Which will make you want to add interactivity which means detecting when the user clicks the screen and sending the screen coordinates to the APL Core Library.


Which will lead you to discover that the SwiftUI TapGesture doesn’t provide the tapped co-ordinates.


Which will help you find a hack that uses a DragGesture to find the tapped coordinates. You’ll sincerely hope this won’t mess up your future attempts to detect dragging.

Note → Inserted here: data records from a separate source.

PR #643, opened 2019-05-31
Only show project files when project is in subfolder

veewee:
| Q             | A
| ------------- | ---
| Branch        | master
| Bug fix?      | yes
| New feature?  | yes
| BC breaks?    | yes
| Deprecations? | no
| Documented?   | 
| Fixed tickets | #607, #592

This PR will fix invalid files when using grumphp.yml + composer.jshon in a single subdirectory inside git.

For example: ./project


mattheo-geoffray:
@veewee Hi, do you when the next release is planned?

veewee:
Hi @mattheo-geoffray,

Sadly I discovered some broken scenario's when testing out [conventions](https://github.com/phpro/grumphp/blob/master/doc/conventions.md).
There are still some other scenario's well want to cover before releasing, since they will break BC.
In the meantime, you can check out master and use that one to verify if everything works for you.
You can also track progress in #644, but I am afraid I won't be able to work on that one very frequently.

mattheo-geoffray:
@veewee Hi!
Oh OK no problem I will work with that one until it can be a stable release!   
Thank you for the work! 🙂

mattheo-geoffray:
Hi @veewee !
Do you have an idea for the release date of this PR?  
Thanks!

veewee:
Not yet, first have to find time to finish the pr above.

PR #644, opened 2019-05-31
Improved exotic paths

veewee:
| Q             | A
| ------------- | ---
| Branch        | master
| Bug fix?      | yes
| New feature?  | yes
| BC breaks?    | yes
| Deprecations? | no
| Documented?   | no
| Fixed tickets | #643

This PR aims to fix some well known issues with [exotic paths](https://github.com/phpro/grumphp/blob/master/doc/installation/exotic.md).
Previous PR (#643) introduced an issue when using [conventions](https://github.com/phpro/grumphp/blob/master/doc/conventions.md).
This PR will also try to fix issues when composer, git and grumphp config files are in separate directories.

This PR:

- Gets rid of `bin_dir` : it is loaded from composer config instead. 
- Gets rid of `git_dir`: it tries to locate the git dir on every run.
- Introduces new environment variables to change paths
- Rewrites the paths, application, commands, container and autoloading section
- Contains a lot of testcases on various project structures
- Contains a system that tries to guess where all your config files (git, composer, bin, grumphp, ...) are located. 
- Fixes some long lasting filesystem issues (symlinks, submodules, relative / absolute path issues, ...)
- Fixes issues with locating diffed / registered git files in a project dir.
- Makes it possible  to generate phars
- Works globally installed
- It will fix most of the open issues related to windows and the path system
- Makes it possible to reuse same git hook in both local + vagrant scenarios

Manually tested: vagrant, vagrant preset, composer-bin-plugin, docker

You can test it as well:

```sh
composer remove phpro/grumphp
composer config repositories.grumphp-shim vcs https://github.com/veewee/grumphp
composer require --dev phpro/grumphp:dev-improved-paths
```

Note:
bin_dir and git_dir are removed from config. But it doesn't matter if it's still in there


src/Configuration/GuessedPaths.php
```diff
@@ -0,0 +1,106 @@
...
+    /**
+     * @var string
+     */
+    private $defaultConfigFile;
+
+    private function __construct()
+    {
+    }
+
+    public static function guess(Filesystem $filesystem, GitDirLocator $gitDirLocator): self
```
veewee: @Landerstraeten : moved all path guessing logic to this factory. (probably gonna move the code though)
Can you go through it to see if it makes sense to you?

This one will be constructed early in the cli boot code and will be used to tell GrumPHP where to look for stuff. (git, bins, configs, ...)

src/Locator/GuessedPathsLocator.php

Which will delight you when all of a sudden you’ll find that tapping actually works in your APL document rendered in SwiftUI and be irrationally optimistic that the end is near:

Irrational optimism


Which will make you try to render an APL document that scrolls and it won’t look good at all:

Irrational optimism


Which is certainly nothing like it is supposed to:

Scrolling in auth tool


Which will keep you hacking away until it scrolls properly


Which will lead you to the next step of injecting commands, such as a command to speak the list


Which will bring to mind some key tenets of SwiftUI, which is more about describing what you want rather than how you want to do it - specifically that you can’t scroll to a specific offset which is what APL Core expects


Which will take you to a hack that you are not proud of, but which works - when you receive a Speak command you’ll look for the deepest child of the component being spoken and scroll that to into view


Which will almost lead you to declare victory, but when testing “What is the weather” you’ll realize that templates (which APL replaces) are still being used for the weather


Which means you’ll still need to support templates


Which makes you do some more tests on other devices


Which will make you think “enough already” and you’ll ship an update in TestFlight with support for APL.


Which will make you realize that some things don’t render properly “Set a 10 minute timer” gives an error


Which tells you that you are still at the start of the journey.